Type: New Feature
Affects Version/s: None
Fix Version/s: None
Hadoop On Demand (HOD) is an integration of Hadoop with batch schedulers like Condor/torque/sun grid etc. Hadoop On Demand or HOD hereafter is a system that populates a Hadoop instance using a shared batch scheduler. HOD will find a requested number of nodes and start up Hadoop daemons on them. Users map reduce jobs can then run on the hadoop instance. After the job is done, HOD gives back the nodes to the shared batch scheduler. A group of users will use HOD to acquire Hadoop instances of varying sizes and the batch scheduler will schedule requests in a way that important jobs gain more importance/resources and finish fast. Here are a list of requirements for HOD and batch schedulers:
Key Requirements :
— Should allocate the specified minimum number of nodes for a job
Many batch jobs can finish in time, only when enough resources are allocated. Therefore batch scheduler should allocate the asked number of nodes for a given job when the job starts. This is simple form of what's known as gang scheduling.
Often the minimum nodes are not available right away, especially if the job asked for a large number. The batch scheduler should support advance reservation for important jobs so that the wait time can be determined. In advance reservation, a reservation is created on earliest future point when the preoccupied nodes become available. When nodes are currently idle but booked by future reservations, batch scheduler is ok to give them to other jobs to increase system utilization, but only when doing so does not delay existing reservations.
— run short urgent job without costing too much loss to long job. Especially, should not kill job tracker of long job.
Some jobs, mostly short ones, are time sensitive and need urgent treatment. Often, large portion of cluster nodes will be occupied by long running jobs. Batch scheduler should be able to preempt long jobs and run urgent jobs. Then, urgent jobs will finish quickly and long jobs can re-gain the nodes afterward.

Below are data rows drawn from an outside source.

PR #6169, opened 2026-08-30
Update Luri Bakhtiari translation

hosseinabaspanah:

PR #6174, opened 2026-08-31
Ask for a group name when importing subscriptions

eliotcougar:
Clipboard and QR imports currently save new subscription groups immediately. Links without a name all receive the same `import sub` placeholder, leaving users with indistinguishable groups to rename afterward. A batch can contain several subscription URLs, so the naming prompt also needs to identify the URL being imported.

This change asks for a name before saving each new subscription group. The dialog has no visible heading and shows **Provide the name for the subscription group: [URL].**, one prefilled text field, and **OK / Cancel** buttons.

- Suggest the URL fragment's name when available, or a localized placeholder otherwise. Choose the first available suffix when the suggestion already exists: `import sub 2`, `import sub 3`, and so on.
- Save only after OK, trim the confirmed name, and disable OK for blank input. Cancel or dismiss skips only the current subscription; a batch continues with the next URL. Previously confirmed groups remain saved.
- Keep the URL and draft name together in the main ViewModel, preserving their association across activity recreation. Key the dialog by URL so each item in a batch gets its own initial focus.
- With TalkBack enabled, let the URL sentence receive initial accessibility focus. Retain a localized accessible pane title without a visible heading, and avoid automatically focusing the editor. Without touch exploration, retain immediate typing in the name field.
- Skip existing subscription URLs, including a recheck after confirmation. When only existing subscriptions are supplied, show localized singular/plural duplicate feedback instead of a generic failure.

Clipboard, QR, and local-file actions share this pipeline. The QR scanner shortcut uses the same confirmation flow while retaining its target-group and append behavior. Ordinary proxy profiles import without prompting, and URL-scheme imports retain their automatic behavior. No existing groups are renamed; storage formats and native dependencies are unchanged. All dialog strings are localized in the nine supported catalogs, with bidirectional formatting around URLs in right-to-left layouts.

Bakhtiari subscription-import wording now matches the [native-speaker correction from hosseinabaspanah in PR #6169](https://github.com/2dust/v2rayNG/pull/6169#issuecomment-5512959269). Four values changed; the field label and singular duplicate message already matched. Resource IDs, plural categories, and the URL placeholder are unchanged.

For the wording-only update at `424b4d32`, XML parsing, exact comparison against all six supplied values, and `git diff --check` passed. **Not run:** builds and tests for this update, as requested.

Earlier functional validation on `7250f15a` (before the Bakhtiari wording correction):

- All 62 Play Store debug JVM tests passed; Kotlin compilation, Play Store debug assembly, and Android-test assembly passed.
- All seven subscription-import instrumentation tests passed on Pixel 6a / Android 13 (API 33), x86_64, with TalkBack enabled and disabled. Coverage includes actual clipboard import, three sequential unnamed URLs, initial accessibility/editor focus, localized message and pane title, OK/Cancel, suffix reuse, recreation, duplicate/concurrent imports, Base64 batches, and ordinary proxy imports.
- The three-URL focus test also passed in Russian and Arabic. It asserts actual native accessibility focus on the URL sentence without requesting focus from the test.
- Checked the heading-free English and Arabic layouts, longer URL wrapping, and the English dialog with the IME visible. Runtime QA used a separate package to preserve the installed app's data. Earlier validation on `477c6b4c` also covered touch confirmation, persisted names after reopening, Tab/Enter cancellation, and D-pad button traversal/activation.
- Earlier validation exercised QR decoding through the scanner's image picker; camera decoding code is unchanged.

Not run: physical-camera QR scanning, end-to-end TalkBack touch gestures or spoken-audio verification, and speech fluency in every locale. The accessibility checks establish native focus, text, title, and action behavior, not complete spoken traversal.

Known accessibility limitation: the editable field's label can be encountered during character/word navigation in the current Compose implementation. Field labeling is unchanged here, pending stable native hint support across the common text fields. No alpha dependency upgrade or editable-field content-description replacement is included. See the [follow-up explanation](https://github.com/2dust/v2rayNG/pull/6174#issuecomment-5508724711).

### DIFF
--- a/V2rayNG/app/src/androidTest/java/com/v2ray/ang/ui/main/SubscriptionImportTest.kt
+++ b/V2rayNG/app/src/androidTest/java/com/v2ray/ang/ui/main/SubscriptionImportTest.kt
@@ -5,7 +5,12 @@ import android.content.ClipData
 import android.content.ClipboardManager
 import android.os.Bundle
 import android.util.Base64
+import android.util.Log
+import android.view.View
+import android.view.accessibility.AccessibilityManager
 import android.view.accessibility.AccessibilityNodeInfo
+import androidx.core.text.BidiFormatter
+import androidx.core.view.accessibility.AccessibilityNodeInfoCompat
 import androidx.lifecycle.ViewModelProvider
 import androidx.test.core.app.ActivityScenario
 import androidx.test.ext.junit.runners.AndroidJUnit4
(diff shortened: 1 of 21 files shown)


aliRahimi1997:
Thanks for the changes. I tested the subscription import flow with TalkBack and found two accessibility/usability issues worth mentioning:

1. Accessibility issue with text fields

When TalkBack focus is inside an EditText, using character-by-character or word-by-word text navigation causes the field's label to be announced as part of the text, always appearing after the text entered by the user.

For example, in the new "Subscription name" field, after entering a name, navigating through the text also announces "Subscription name" at the end. I can reproduce the same behavior in other EditTexts in v2rayNG, such as the manual subscription import field, so this does not appear to be specific to this PR. I also tested other Android apps and did not observe the same behavior there.

2. Duplicate subscription error message

When attempting to import a subscription that already exists, the duplicate is correctly prevented. However, TalkBack only announces "Failed", without explaining the reason for the failure.

For a screen reader user, this makes it unclear that the subscription was rejected because it already exists. A more descriptive error message would make the reason for the failure much clearer.

eliotcougar:
Thank you, @aliRahimi1997, for reporting both issues.

### Duplicate subscription feedback: fixed

Commit a83d95812191172bf5ec32bda3de71adcdf84764 fixes item 2. Previously, the import result only retained successful counts, so an existing subscription could fall through to the generic failure message. The result now also carries duplicate counts, including Base64 input and the recheck after the naming dialog. The main import flow displays “This subscription already exists.” or its plural instead of “Failed”, using localized resources in all nine catalogs and the existing feedback mechanism.

Validation: all 62 JVM tests and six instrumentation tests passed on Pixel 6a / Android 13. The device tests retained TalkBack and checked the duplicate-feedback text in the accessibility tree. This is not a claim of verified speech in every locale.

### Text-field label during character/word navigation: deferred

Item 1 remains acknowledged and unresolved. In the inspected accessibility tree, the editable value was only the entered name; Material's “Subscription name” label appeared as a descendant text node. This is consistent with your report and also affects existing fields, rather than being specific to this dialog.

This branch uses Compose UI 1.11.4 / Material3 1.4.0. Compose's native `hintText` semantics, mapped to `AccessibilityNodeInfo.hintText`, were introduced in [Compose UI 1.13.0-alpha01](https://developer.android.com/jetpack/androidx/releases/compose-ui#1.13.0-alpha01). We will defer this work until the project can adopt a stable Compose version containing the relevant support; this PR will not upgrade to alpha dependencies.

We also will not substitute a custom `contentDescription` for the editable field, hide its purpose, strip its editing/selection semantics, or add focus/announcement workarounds. [Google's editable-view guidance](https://support.google.com/accessibility/android/answer/6378120?hl=en-GB) explains that `contentDescription` can interfere with describing and navigating entered text; native hints/label associations are the appropriate direction.

A future Compose update is not being presented as an automatic fix. After adopting stable support, we should review the common field-label implementation and verify empty and populated fields, character/word navigation, cursor movement, and selection with TalkBack. Until then, the standard editable-field behavior is deliberately unchanged.

2dust:
感谢
但是这个功能也是完全没有必要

When preemption happens, HOD should minimize the loss to long jobs. Especially, it should not kill job tracker of long job.
— be able to dial up, at run time, share of resources for more important projects.
Viewed at high level, a given cluster is shared by multiple projects. A project consists of a number of jobs submitted by a group of users.Batch scheduler should allow important projects to have more resources. This should be tunable at run time as what projects deem more important may change over time.
— prevent malicious abuse of the system.
A shared cluster environment can be put in jeopardy if malicious or erroneous job code does:
– hold unneeded resources for a long period
– use privileges for unworthy work
Such abuse can easily cause under-utilization or starvation of other jobs. Batch scheduler should allow setting up policies for preventing resource abuse by:
– limit privileges to legitimate uses asking for proper amount
– throttle peak use of resources per player
– monitor and reduce starvation
— The behavior should be simple and predictable
When status of the system is queried, we should be able to determine what factors caused it to reach current status and what could be the future behavior with or without our tuning on the system.
— be portable to major resource managers
HOD design should be portable so that in future we are able to plugin other resource manager.
Some of the key requirements are implemented by the batch schedulers. The others need to be implemented by HOD.